At just £48.99, Affinity Photo represents incredible value for money considering the professional functionality of the software and the fact that this is for a perpetual license. Photoshop and Elements users will find themselves very much at home with the software, and will no doubt discover how much of a pleasure it is to edit your images and process raw files with the software. For the latter, the controls on offer are similar to those available in Adobe Camera Raw, but the process of applying effects such as localised adjustments is a little different. All in all, it’s an absolutely terrific image editor at an amazing price.

Gold


Skylum Luminar 3

Skylum Luminar 3

  • Price: £65
  • Raw processing: Yes
  • Layers: Yes
  • 16-bit images: Yes
  • Desktop, phone or web: Desktop
  • Operating system: Mac OS and Windows
  • System requirements: Mac OS 10.10.5 and above/Intel 64-bit Core 2 Duo or better and 8GB RAM/Windows 7 64-bit OS and above and 8GB RAM
  • skylum.com

In a short space of time, in editing software terms, Skylum Luminar has grown in popularity alongside the highly respected Aurora HDR, which is commonly considered one of the best HDR software options on the market.

Luminar is a standalone program that blends the capabilities of raw processing and standard image-editing software in a single package. And to better compete with Adobe Lightroom, Luminar 3 introduced a library feature that allows you to view, rate and select images to edit. The way the software differs, however, is that you also have the ability to use layers and to apply a range of adjustments and filters to them, as well as masks and blending modes.

The workflow in Luminar is slightly different from most other editing software when it comes to the way layers work, how they’re created and ultimately what’s possible with them. It certainly takes a little getting used to, but like most software, after processing a few images and exploring the possibilities things quickly become more familiar.

Eight different workspaces

The interface is well laid out and intuitive; in fact, there’s much less to learn than even with Photoshop Elements. There are eight workspaces focusing on different workflows and image types: Professional, Quick & Awesome, Essential, Aerial Photography, Black & White, Landscape, Portrait and Street. Plus there’s the ability to create and save custom workspaces that suit your photographic style. Some processor- and RAM-intensive tasks do create slowdowns at times, even when using a powerful PC, but these are not so debilitating that it makes them a deal breaker.
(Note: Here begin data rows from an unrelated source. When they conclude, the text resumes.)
PR #683, opened 2025-06-24
Introduce clinical-reasoning changes to support HEDIS measures.  

lukedegruchy:
- Take the substance of the changes from the jp-cli-2 branch and ensure they work with the latest CR master with, among other things, the repository changes.


cqf-fhir-cr-cli/src/test/java/org/opencds/cqf/fhir/cr/cli/NdjsonBundleExtractor.java
```diff
@@ -0,0 +1,84 @@
+package org.opencds.cqf.fhir.cr.cli;
+
```
Capt-Mac, line 2: I made this utility to unbundle patient bundles into isolated patient context format for cql CLI, but have since mainly used the python scripts instead. Suggest we remove this class

cqf-fhir-cr-cli/src/test/java/org/opencds/cqf/fhir/cr/cli/CliTest.java
```diff
@@ -510,6 +501,30 @@ void qICoreEXM124Numer() {
         assertTrue(output.contains("Numerator=true"));
     }
```
Capt-Mac, line 503: fix- can we add a test that uses measure evaluation?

Skylum Luminar 3 is a fantastic software option that’s cost-effective at £65 for a perpetual license that works with up to five computers. And the addition of the new library feature makes the software a tough competitor for the likes of Lightroom, of which it offers much more in the way of controls generally but lacks advanced HDR and panoramic controls. While Luminar spans the capabilities, to some degree, of Lightroom and Photoshop, it’s definitely much more of an image cataloguing and raw-processing program, but one that provides a great deal of control over raw files, TIFFs and JPEGs. It’s certainly a great option.